(What the exercise asks): Give the entries again, precisely as they were written.

(Data for this task Opens)

PR #9383, opened 2016-10-15
Small change to terraform import docs

georgespatton:


jamtur01:
This feels like it might work better in a dedicated "third party" tools page perhaps?

georgespatton:
Can you point me to a more appropriate place for this perhaps?  I didn't write the terraforming tool, but it was useful for initial use of terraform, so users may find value in knowing about the tool.

jamtur01:
@georgespatton Something like https://github.com/hashicorp/terraform/pull/9384.

georgespatton:
Looks good in that new location.

PR #9517, opened 2016-10-21
command/meta: add -shadow flag to disable shadow graph

mitchellh:
Since it is still very much possible for this to cause problems, this
can be used to disable the shadow graph. We'll purposely not document
this since the goal is to remove this flag as we become more confident
with it.

### DIFF
--- a/command/meta.go
+++ b/command/meta.go
@@ -63,10 +63,13 @@ type Meta struct {
 	//
 	// parallelism is used to control the number of concurrent operations
 	// allowed when walking the graph
+	//
+	// shadow is used to enable/disable the shadow graph
 	statePath    string
 	stateOutPath string
 	backupPath   string
 	parallelism  int
+	shadow       bool
 }
 
 // initStatePaths is used to initialize the default values for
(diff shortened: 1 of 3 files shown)


svanharmelen:
@mitchellh please consider **not** removing this flag somewhere in the future.

Or at least, if you do remove the flag, please keep the `shadow` field on the `Meta` and `Context` structs and keep the logic using these field to determine if you want to disable using the shadow graphs. That way people using Terraform in other ways than on the cmdline can still disable it in their code.

Thanks!

mitchellh:
@svanharmelen It exists `-Xshadow=false`. The shadow graph will start taking a back seat in 0.8 so I still don't think it'll be fully necessary but I will document it.

svanharmelen:
@mitchellh I noticed the `-shadow` flag added in this PR, but cannot seem to find the `-Xshadow` flag.

I'm now settings `Shadow: false` directly in `terraform.ContextOpts`, so if that will remain a valid field/option on the context that works for me. Thx!

PR #9523, opened 2016-10-22
adds missing `language` argument

ksatirli:
Best I can tell from https://github.com/hashicorp/terraform/blob/HEAD/builtin/providers/bitbucket/resource_repository.go#L23, the `language` argument is missing.

Adding it in a `bitbucket_repository` resource is supported:

```
resource "bitbucket_repository" "test-repository" {
  owner = "${var.bitbucket_username}"
  name = "test-repository"
  scm = "${var.bitbucket_settings["scm"]}"
  language = "markdown"
}
```


mitchellh:
Thanks!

(Data for this task Closes)

(Solution to this problem):
PR #9383, opened 2016-10-15
Small change to terraform import docs

georgespatton:


jamtur01:
This feels like it might work better in a dedicated "third party" tools page perhaps?

georgespatton:
Can you point me to a more appropriate place for this perhaps?  I didn't write the terraforming tool, but it was useful for initial use of terraform, so users may find value in knowing about the tool.

jamtur01:
@georgespatton Something like https://github.com/hashicorp/terraform/pull/9384.

georgespatton:
Looks good in that new location.

PR #9517, opened 2016-10-21
command/meta: add -shadow flag to disable shadow graph

mitchellh:
Since it is still very much possible for this to cause problems, this
can be used to disable the shadow graph. We'll purposely not document
this since the goal is to remove this flag as we become more confident
with it.

### DIFF
--- a/command/meta.go
+++ b/command/meta.go
@@ -63,10 +63,13 @@ type Meta struct {
 	//
 	// parallelism is used to control the number of concurrent operations
 	// allowed when walking the graph
+	//
+	// shadow is used to enable/disable the shadow graph
 	statePath    string
 	stateOutPath string
 	backupPath   string
 	parallelism  int
+	shadow       bool
 }
 
 // initStatePaths is used to initialize the default values for
(diff shortened: 1 of 3 files shown)


svanharmelen:
@mitchellh please consider **not** removing this flag somewhere in the future.

Or at least, if you do remove the flag, please keep the `shadow` field on the `Meta` and `Context` structs and keep the logic using these field to determine if you want to disable using the shadow graphs. That way people using Terraform in other ways than on the cmdline can still disable it in their code.

Thanks!

mitchellh:
@svanharmelen It exists `-Xshadow=false`. The shadow graph will start taking a back seat in 0.8 so I still don't think it'll be fully necessary but I will document it.

svanharmelen:
@mitchellh I noticed the `-shadow` flag added in this PR, but cannot seem to find the `-Xshadow` flag.

I'm now settings `Shadow: false` directly in `terraform.ContextOpts`, so if that will remain a valid field/option on the context that works for me. Thx!

PR #9523, opened 2016-10-22
adds missing `language` argument

ksatirli:
Best I can tell from https://github.com/hashicorp/terraform/blob/HEAD/builtin/providers/bitbucket/resource_repository.go#L23, the `language` argument is missing.

Adding it in a `bitbucket_repository` resource is supported:

```
resource "bitbucket_repository" "test-repository" {
  owner = "${var.bitbucket_username}"
  name = "test-repository"
  scm = "${var.bitbucket_settings["scm"]}"
  language = "markdown"
}
```


mitchellh:
Thanks!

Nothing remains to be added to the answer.